Game Theory

Metroid Prime 4's villain has been hiding in plain sight for over a decade

Three past Metroid games hint at what's coming in the upcoming sequel.

Waiting for details on Metroid Prime 4 is torture. First announced during Nintendo’s E3 2017 showcase, the game has been totally MIA since with the exception of a vague logo. The last time we heard from it was almost exactly two years ago when Nintendo restarted production on the game and handed the reigns to developer Retro Studios.

When are we going to see it again? Realistically, not until the end of 2021 at the earliest. Considering that production was fully restarted in January 2019, it’s hard to imagine two years is enough time to bring the rebooted project to life. For comparison, Super Mario Odyssey took around four years to make. The most realistic hope is for an E3 2022 Nintendo Direct grand unveiling.

That means anyone who's hungry for details won't find much for the highly anticipated sequel. Luckily, details about its potential story are hiding in plain sight ... so long as you know where to find them.

The theory? Metroid Prime 4’s main antagonist is a rival bounty hunter named Sylux.

The most dedicated Metroid fans will recognize that name from a handful of games. The character has popped up three times in the series, though in unexpected places. Sylux first appeared in Metroid Prime: Hunters, a multiplayer first-person shooter on the Nintendo DS. Sylux is one of six bounty hunters who Samus must fight throughout the game.

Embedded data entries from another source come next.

PR #1156, opened 2023-01-04
fix: account matching issue in account search

### LINKED ISSUE #1154: Same storage account for different requireInfraEncryption values
**What happened**:

Having two StorageClasses, each with different `requireInfraEncryption: "{true|false}"`, the driver creates Storage Account only for one of them (the one used the first) and leaves all PVs either encrypted or unencrypted at rest.

Two Storage Accounts, one for encrypted and second for unencrypted volumes. Or encryption scope used for the encrypted ones.

**How to reproduce it**:

1. Create a SC with `requireInfraEncryption: "false"` + a PVC:

```
kubectl apply -f - <<EOF
apiVersion: storage.k8s.io/v1
kind: StorageClass
metadata:
  name: test
parameters:
  skuName: Standard_LRS
  requireInfraEncryption: "false"

---

kind: PersistentVolumeClaim
apiVersion: v1
metadata:
  name: myclaim
spec:
  storageClassName: test
  accessModes:
    - ReadWriteOnce
  resources:
    requests:
      storage: 3500Mi
EOF
```

2. Create a second SC with `requireInfraEncryption: "true"` and a PVC:
```
kubectl apply -f - <<EOF
apiVersion: storage.k8s.io/v1
kind: StorageClass
metadata:
  name: test2
parameters:
  skuName: Standard_LRS
  requireInfraEncryption: "true"

---

kind: PersistentVolumeClaim
apiVersion: v1
metadata:
  name: myclaim2
spec:
  storageClassName: test2
  accessModes:
    - ReadWriteOnce
  resources:
    requests:
      storage: 3500Mi
EOF
```

3. Check Azure Storage Accounts, there is only one and it has "Infrastructure encryption: Disabled" in UI.

**Environment**:

- CSI Driver version: 1.21.0
- Kubernetes version (use `kubectl version`):  v1.25.2

andyzhangx:
**What type of PR is this?**
/kind bug

fix: account matching issue in account search

Fixes #1154

**Requirements**:
  
- [ ] includes documentation
- [ ] adds unit tests

**Release note**:
```
fix: account matching issue in account search
```


jsafrane:
Thanks for looking into this!

I think the vendor changes should include `AllowSharedKeyAccess` + `IsMultichannelEnabled` properties, even when this CSI driver won't use them. There may be other users of Azure SDK that could benefit from such a bugfix.

jsafrane:
/lgtm
Thanks a lot!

There’s only one key detail known about him: Sylux absolutely despises the Galactic Federation and anyone that works with it. That includes Metroid’s heroine, Samus Aran. Why he hates the Federation so much is a mystery, but he does wear a stolen set of Federation armor.

Sylux was little more than a side-character in a game that demanded more bounty hunters, but that wasn’t the last we saw of him. The most convincing evidence of his involvement in the upcoming sequel comes during the secret ending of Metroid Prime 3: Corruption. Players who beat the game at 100 percent are treated to a scene that ends with a mysterious spaceship stalking Samus. As it turns out, that ship belongs to Sylux.

When the Prime trilogy wrapped up in 2007, it seemed at the time like that tease wouldn’t amount to anything. Surprisingly, the character showed up not too long ago in 2016’s much-maligned Metroid Prime: Federation Force. The multiplayer game ends with the Federation securing a Metroid egg. All seems well until Sylux makes a shocking return at the tail end, breaking into the base and hatching the egg with a laser.

Considering that the title came out in 2016 and Metroid Prime 4 was announced one year later, it seems to be a direct setup for Nintendo’s sequel hidden in a Nintendo 3DS game that few played. The decade’s worth of clues points to Sylux kidnapping a Metroid as part of a mission to get revenge on the Galactic Federation and Samus by proxy.

If that sounds far-fetched, Nintendo itself has been vocal about wanting to tell Sylux’s story. In an interview with Eurogamer in 2015, Metroid Prime producer Kensuke Tanabe confirmed the ship in Metroid Prime 3 belonged to Sylux and said, “Personally I'd like to create a story centering around Sylux and Samus. We've done a story based on the Hunters, and this time around we're doing a story on the Galactic Federation. I would like to cross the two over in the future.”

Naturally, it’s always possible that plans have shifted significantly here. Metroid Prime 4’s development was restarted from scratch, and it’s unclear if that means its original story has gone out the window as well. But with how much Nintendo has laid the groundwork for a narrative slow burn, it’d be surprising for over a decade’s worth of teasers to get thrown out the window entirely.

So for fans who are waiting patiently for the next bit of information on the game, consider revisiting a few oldies to start piecing your own Sylux fan theories together.

Metroid Prime 4 is currently in development.